§ Given records:
******
PR #610, opened 2016-01-05
ln: remove overwrite option

denis-sokolov:
TL;DR project is meant to contain shortest possible lists of common operations.
`-f` is a corner-case that has a trivial workaround: `unlink && ln`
******
§ Exercise requirements:
The answer must reproduce all of the entries exactly.

§ Task solution:
PR #610, opened 2016-01-05
ln: remove overwrite option

denis-sokolov:
TL;DR project is meant to contain shortest possible lists of common operations.
`-f` is a corner-case that has a trivial workaround: `unlink && ln`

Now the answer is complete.